** SOURCE RECORDS follows **
PR #87, opened 2025-02-17
Bz integration

marcosps:
@vmezzela @fgyanz this is the first part of the bugzilla integration that I made to work based on @fgyanz 's https://github.com/fgyanz/klp-bugzilla.

The idea is to grab the CVE info from the bsc itself in the future, and also pave the way to integrate the automatic scan later on.

### DIFF
--- a/klpbuild/klplib/bugzilla.py
+++ b/klpbuild/klplib/bugzilla.py
@@ -1,0 +1,30 @@
+# SPDX-License-Identifier: GPL-2.0-only
+#
+# Copyright (C) 2021-2025 SUSE
+# Authors: Fernando Gonzalez
+#          Marcos Paulo de Souza <mpdesouza@suse.com>
+
+import bugzilla
+from klpbuild.klplib.config import get_user_settings
+
+
+def get_bug_data(bsc):
+    bz_key = get_user_settings("bugzilla_api_key", True)
+    if 'changeit' in bz_key:
+        raise RuntimeError("Change the bugzilla_api_key to a valid key.")
+
+    bzapi = bugzilla.Bugzilla("https://bugzilla.suse.com", api_key=bz_key)
+
+    return bzapi.getbug(bsc)
+
+
+def get_bug_title(bsc):
+    """
+    The bug description usually is after the "kernel live patch" message. Return a fixes message
+    if the livepatch name is not an ID from a bug on bugzilla.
** End of SOURCE RECORDS **
## INSTRUCTIONS TO FOLLOW
Your task is to write out, exactly, the line that holds "a fixes message" and every line after it until the records end.

## ANSWER SPACE
+    The bug description usually is after the "kernel live patch" message. Return a fixes message
+    if the livepatch name is not an ID from a bug on bugzilla.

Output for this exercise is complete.